**SUPPLIED RECORDS**
════════
PR #271, opened 2020-05-19
Make sure teardown does not get stuck

JelteF:
This is done by putting some more (aggressive) timeouts in places that
should not take long. Without this teardown would get stuck on test failure,
because then our cleanup commands would get stuck.

### DIFF
--- a/tests/network.py
+++ b/tests/network.py
@@ -24,7 +24,9 @@ def managed_nspopen(*args, **kwds):
             # send SIGKILL to the process and wait for it to die if it's still
             # running
             proc.kill()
════════
**BRIEF**
Repeat each of the entries above precisely as given.

**COMPLETED TASK**
PR #271, opened 2020-05-19
Make sure teardown does not get stuck

JelteF:
This is done by putting some more (aggressive) timeouts in places that
should not take long. Without this teardown would get stuck on test failure,
because then our cleanup commands would get stuck.

### DIFF
--- a/tests/network.py
+++ b/tests/network.py
@@ -24,7 +24,9 @@ def managed_nspopen(*args, **kwds):
             # send SIGKILL to the process and wait for it to die if it's still
             # running
             proc.kill()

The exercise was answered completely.